• **EXERCISE DIRECTIONS**
Take each line below that has "AdaptiveCardsTemplateResult" and copy it.

• **DATA UNDER STUDY**
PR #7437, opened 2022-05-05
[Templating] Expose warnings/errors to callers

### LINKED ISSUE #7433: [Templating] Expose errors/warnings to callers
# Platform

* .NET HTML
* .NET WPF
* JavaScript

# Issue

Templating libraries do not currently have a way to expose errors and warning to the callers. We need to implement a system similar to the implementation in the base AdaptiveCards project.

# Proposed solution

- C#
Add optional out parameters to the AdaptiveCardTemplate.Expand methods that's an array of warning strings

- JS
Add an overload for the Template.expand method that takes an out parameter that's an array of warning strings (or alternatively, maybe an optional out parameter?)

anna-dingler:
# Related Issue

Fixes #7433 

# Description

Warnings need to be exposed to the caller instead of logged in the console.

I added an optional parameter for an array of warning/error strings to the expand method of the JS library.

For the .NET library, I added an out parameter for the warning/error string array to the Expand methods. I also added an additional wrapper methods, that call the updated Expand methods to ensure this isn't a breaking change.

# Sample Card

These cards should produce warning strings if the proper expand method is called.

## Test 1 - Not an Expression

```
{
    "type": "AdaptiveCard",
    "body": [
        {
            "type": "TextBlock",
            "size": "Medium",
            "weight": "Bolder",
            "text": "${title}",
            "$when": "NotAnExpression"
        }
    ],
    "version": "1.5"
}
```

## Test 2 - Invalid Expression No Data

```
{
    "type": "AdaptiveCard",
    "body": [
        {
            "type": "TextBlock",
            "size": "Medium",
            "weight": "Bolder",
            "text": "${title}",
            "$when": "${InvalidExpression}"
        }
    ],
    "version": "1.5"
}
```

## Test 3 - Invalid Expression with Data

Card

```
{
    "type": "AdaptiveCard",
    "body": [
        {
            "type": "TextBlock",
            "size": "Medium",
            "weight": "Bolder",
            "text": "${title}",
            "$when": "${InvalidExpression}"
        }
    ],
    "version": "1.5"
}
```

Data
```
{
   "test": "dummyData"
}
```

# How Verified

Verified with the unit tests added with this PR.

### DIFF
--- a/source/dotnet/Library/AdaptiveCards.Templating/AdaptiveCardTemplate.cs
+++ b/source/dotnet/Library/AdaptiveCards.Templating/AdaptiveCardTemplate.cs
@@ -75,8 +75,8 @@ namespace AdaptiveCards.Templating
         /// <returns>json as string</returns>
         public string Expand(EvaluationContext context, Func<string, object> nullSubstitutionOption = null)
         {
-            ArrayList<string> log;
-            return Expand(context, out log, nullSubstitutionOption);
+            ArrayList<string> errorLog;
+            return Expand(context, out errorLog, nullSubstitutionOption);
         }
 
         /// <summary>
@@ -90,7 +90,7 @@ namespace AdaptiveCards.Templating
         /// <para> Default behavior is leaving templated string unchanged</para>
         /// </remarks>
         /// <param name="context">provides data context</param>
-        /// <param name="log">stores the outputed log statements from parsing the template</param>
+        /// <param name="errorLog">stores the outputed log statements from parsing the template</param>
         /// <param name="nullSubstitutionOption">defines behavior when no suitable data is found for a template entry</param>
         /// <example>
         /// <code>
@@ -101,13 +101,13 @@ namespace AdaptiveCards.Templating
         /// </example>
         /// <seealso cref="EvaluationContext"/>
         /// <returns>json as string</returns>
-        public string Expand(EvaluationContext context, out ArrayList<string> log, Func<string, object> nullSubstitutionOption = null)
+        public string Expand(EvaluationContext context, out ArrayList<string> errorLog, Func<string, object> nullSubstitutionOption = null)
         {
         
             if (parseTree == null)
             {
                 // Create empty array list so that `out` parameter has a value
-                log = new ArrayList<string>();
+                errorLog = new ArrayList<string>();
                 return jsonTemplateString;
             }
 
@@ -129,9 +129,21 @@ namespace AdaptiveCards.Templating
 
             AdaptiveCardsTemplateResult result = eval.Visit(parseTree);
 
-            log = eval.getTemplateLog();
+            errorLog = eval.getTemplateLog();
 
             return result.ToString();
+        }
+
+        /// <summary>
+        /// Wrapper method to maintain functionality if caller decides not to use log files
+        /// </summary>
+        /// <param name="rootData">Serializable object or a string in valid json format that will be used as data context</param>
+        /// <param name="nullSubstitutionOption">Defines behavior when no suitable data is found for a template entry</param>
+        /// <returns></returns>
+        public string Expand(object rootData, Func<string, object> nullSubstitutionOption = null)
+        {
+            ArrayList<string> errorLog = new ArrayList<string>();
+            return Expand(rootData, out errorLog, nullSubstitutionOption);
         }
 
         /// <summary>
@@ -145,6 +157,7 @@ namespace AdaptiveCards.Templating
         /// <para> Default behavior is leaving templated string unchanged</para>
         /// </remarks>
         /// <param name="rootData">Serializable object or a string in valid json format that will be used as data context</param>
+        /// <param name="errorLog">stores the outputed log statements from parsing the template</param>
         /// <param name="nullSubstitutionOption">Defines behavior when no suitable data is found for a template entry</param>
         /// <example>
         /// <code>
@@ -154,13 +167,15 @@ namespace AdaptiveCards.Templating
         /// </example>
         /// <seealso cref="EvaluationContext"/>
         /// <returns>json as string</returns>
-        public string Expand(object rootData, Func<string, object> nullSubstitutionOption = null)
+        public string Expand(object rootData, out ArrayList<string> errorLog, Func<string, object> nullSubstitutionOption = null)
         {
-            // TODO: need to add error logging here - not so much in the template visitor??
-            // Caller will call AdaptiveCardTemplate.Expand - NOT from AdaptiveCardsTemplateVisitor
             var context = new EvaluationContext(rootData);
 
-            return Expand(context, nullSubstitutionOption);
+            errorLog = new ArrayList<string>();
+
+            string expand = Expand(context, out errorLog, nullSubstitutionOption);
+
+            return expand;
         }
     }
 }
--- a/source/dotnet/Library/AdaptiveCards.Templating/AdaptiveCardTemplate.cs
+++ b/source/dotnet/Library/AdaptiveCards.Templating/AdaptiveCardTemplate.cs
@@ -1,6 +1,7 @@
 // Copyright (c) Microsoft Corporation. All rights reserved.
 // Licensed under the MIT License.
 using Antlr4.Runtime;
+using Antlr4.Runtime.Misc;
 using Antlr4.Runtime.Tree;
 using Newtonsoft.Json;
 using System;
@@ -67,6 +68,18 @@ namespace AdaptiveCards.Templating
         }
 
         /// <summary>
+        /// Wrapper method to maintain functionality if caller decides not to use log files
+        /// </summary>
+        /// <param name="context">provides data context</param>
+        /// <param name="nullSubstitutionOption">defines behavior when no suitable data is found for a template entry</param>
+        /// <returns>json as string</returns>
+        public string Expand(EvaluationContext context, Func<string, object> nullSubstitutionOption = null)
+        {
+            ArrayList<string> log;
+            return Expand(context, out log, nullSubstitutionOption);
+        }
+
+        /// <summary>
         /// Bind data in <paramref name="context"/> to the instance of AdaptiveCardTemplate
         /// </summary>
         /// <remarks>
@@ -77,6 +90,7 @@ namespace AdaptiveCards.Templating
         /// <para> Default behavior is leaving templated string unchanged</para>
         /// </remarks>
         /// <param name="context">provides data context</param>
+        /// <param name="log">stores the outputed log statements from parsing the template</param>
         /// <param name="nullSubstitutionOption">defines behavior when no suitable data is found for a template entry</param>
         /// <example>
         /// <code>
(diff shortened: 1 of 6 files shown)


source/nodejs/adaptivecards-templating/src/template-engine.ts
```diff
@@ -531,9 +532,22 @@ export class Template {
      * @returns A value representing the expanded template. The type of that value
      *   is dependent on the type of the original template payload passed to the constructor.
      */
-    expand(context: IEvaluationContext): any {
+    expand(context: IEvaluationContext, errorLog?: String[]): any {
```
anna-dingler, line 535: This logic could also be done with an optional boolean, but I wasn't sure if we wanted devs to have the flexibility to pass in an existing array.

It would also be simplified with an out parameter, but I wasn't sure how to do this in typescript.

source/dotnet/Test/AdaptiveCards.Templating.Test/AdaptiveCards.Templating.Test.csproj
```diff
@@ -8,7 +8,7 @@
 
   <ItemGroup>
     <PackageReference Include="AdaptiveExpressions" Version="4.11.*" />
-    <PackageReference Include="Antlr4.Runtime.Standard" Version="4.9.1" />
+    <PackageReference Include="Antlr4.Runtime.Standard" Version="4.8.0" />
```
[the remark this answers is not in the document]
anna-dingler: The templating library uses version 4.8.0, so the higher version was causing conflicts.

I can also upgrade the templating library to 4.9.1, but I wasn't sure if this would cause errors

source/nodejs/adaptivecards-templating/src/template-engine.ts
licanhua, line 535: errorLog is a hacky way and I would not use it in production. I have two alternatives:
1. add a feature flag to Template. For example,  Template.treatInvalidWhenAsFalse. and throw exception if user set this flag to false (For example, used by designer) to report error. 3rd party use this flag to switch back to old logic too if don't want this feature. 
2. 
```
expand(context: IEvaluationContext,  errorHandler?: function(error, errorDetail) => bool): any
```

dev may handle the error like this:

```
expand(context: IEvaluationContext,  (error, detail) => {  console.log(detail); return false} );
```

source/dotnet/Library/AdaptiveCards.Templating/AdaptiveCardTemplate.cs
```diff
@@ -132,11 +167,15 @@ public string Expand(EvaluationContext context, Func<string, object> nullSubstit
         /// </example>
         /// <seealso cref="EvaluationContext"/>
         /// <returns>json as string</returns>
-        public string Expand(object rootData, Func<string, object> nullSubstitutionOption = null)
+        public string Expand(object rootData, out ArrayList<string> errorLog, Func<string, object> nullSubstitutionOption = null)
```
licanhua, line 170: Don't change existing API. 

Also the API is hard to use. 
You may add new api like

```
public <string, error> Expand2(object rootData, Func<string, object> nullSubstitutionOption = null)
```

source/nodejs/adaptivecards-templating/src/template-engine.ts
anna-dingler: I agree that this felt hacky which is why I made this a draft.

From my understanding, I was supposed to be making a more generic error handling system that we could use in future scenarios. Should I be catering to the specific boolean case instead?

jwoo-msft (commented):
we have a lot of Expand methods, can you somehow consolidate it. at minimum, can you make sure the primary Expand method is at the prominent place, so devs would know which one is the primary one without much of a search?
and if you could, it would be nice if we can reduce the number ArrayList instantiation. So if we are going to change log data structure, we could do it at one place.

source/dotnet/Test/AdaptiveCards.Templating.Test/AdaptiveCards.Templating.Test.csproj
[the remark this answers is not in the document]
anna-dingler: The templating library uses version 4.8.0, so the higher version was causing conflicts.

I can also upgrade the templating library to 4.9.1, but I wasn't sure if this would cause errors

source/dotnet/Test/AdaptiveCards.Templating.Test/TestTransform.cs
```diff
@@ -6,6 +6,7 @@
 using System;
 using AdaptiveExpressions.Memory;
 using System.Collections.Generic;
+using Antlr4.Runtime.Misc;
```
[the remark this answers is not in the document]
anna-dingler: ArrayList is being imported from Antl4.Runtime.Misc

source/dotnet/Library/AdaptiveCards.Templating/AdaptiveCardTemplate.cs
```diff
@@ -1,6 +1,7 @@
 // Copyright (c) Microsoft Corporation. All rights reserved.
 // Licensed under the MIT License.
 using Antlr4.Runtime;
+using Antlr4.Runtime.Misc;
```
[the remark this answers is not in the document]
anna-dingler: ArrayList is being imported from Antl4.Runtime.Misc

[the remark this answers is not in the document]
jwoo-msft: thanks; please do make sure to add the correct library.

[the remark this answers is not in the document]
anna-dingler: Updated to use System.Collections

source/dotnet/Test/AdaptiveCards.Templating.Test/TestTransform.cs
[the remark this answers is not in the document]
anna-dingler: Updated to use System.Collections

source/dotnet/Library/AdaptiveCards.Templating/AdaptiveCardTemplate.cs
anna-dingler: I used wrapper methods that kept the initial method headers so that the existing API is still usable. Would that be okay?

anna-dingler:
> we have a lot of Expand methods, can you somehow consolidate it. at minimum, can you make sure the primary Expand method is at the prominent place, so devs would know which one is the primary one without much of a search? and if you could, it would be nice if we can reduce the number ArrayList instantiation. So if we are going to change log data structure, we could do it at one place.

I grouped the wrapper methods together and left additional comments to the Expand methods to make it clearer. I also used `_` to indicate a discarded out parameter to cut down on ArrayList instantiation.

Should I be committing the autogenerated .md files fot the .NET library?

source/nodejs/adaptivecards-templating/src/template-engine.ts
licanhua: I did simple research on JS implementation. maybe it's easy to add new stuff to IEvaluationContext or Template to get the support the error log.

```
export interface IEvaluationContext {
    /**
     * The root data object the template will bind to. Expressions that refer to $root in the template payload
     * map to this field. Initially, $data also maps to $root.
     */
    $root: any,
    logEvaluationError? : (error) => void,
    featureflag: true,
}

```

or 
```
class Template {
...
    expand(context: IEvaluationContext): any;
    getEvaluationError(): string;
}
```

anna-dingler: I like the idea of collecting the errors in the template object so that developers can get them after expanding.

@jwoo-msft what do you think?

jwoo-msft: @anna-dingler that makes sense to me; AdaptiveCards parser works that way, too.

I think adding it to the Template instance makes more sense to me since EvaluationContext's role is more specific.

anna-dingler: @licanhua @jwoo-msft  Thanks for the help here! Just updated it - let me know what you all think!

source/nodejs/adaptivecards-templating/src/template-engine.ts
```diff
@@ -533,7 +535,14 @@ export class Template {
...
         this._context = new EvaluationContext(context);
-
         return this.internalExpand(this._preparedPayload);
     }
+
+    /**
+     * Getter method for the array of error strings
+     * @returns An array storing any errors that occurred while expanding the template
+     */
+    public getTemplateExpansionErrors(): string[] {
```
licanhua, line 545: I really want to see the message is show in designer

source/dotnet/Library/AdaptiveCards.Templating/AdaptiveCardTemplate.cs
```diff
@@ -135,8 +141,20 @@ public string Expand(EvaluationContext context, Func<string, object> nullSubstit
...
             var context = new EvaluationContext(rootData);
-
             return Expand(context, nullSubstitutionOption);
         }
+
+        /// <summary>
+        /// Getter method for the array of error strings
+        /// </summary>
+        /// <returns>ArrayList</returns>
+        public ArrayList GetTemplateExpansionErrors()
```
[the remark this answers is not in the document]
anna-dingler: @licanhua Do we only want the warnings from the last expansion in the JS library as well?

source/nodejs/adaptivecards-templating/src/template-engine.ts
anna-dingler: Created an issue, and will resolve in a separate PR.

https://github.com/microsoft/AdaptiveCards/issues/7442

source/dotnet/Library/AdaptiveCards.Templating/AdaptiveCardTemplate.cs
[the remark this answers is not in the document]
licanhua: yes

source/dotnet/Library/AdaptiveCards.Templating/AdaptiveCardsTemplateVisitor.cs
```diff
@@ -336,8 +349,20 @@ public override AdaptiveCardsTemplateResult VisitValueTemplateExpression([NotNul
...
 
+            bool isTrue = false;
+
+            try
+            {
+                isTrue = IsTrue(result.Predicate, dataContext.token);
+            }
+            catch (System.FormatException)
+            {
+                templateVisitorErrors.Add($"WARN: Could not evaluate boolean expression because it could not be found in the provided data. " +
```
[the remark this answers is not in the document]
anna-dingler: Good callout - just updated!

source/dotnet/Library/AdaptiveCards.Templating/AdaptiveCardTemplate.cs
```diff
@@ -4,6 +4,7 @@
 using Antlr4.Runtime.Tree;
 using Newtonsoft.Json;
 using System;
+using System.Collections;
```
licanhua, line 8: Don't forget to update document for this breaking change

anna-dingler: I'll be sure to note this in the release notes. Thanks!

...

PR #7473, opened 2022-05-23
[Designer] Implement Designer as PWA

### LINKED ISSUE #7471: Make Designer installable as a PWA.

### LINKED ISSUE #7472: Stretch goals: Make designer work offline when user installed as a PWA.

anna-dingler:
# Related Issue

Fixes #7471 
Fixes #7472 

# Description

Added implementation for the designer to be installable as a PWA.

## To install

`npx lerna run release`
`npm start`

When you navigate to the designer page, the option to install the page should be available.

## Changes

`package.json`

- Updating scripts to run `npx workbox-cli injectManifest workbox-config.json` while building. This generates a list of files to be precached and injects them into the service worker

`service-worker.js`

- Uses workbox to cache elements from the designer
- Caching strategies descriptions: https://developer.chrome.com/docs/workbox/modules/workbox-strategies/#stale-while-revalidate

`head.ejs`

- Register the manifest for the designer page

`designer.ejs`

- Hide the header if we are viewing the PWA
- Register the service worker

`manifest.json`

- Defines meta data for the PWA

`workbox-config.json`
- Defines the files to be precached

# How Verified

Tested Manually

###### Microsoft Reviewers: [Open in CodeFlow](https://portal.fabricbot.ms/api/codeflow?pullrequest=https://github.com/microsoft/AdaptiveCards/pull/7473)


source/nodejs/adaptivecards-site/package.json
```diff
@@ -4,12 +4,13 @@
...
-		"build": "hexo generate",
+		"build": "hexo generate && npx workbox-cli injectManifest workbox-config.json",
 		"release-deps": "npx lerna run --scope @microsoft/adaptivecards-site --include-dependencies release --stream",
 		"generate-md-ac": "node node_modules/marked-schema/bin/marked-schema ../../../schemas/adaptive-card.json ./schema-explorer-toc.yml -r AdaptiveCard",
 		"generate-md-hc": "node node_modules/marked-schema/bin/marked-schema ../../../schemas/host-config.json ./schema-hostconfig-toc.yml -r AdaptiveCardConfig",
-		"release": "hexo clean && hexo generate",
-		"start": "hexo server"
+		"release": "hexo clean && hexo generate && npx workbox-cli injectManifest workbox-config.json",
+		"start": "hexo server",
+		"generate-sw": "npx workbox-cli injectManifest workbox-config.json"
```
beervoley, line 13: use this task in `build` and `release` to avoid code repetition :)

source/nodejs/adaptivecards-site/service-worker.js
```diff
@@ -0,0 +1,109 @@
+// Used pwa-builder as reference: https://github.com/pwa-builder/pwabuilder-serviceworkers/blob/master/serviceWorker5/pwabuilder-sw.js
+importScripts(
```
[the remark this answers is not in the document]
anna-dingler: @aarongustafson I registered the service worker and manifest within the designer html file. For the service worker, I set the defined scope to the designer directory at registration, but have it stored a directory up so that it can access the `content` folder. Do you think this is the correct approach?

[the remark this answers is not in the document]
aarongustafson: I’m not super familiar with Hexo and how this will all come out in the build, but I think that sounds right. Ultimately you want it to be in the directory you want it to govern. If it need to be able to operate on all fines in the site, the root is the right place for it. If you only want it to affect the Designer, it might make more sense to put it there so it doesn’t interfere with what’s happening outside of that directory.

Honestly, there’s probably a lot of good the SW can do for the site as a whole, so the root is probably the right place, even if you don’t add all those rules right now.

• **EXERCISE SOLUTION**
             AdaptiveCardsTemplateResult result = eval.Visit(parseTree);
@@ -336,8 +349,20 @@ public override AdaptiveCardsTemplateResult VisitValueTemplateExpression([NotNul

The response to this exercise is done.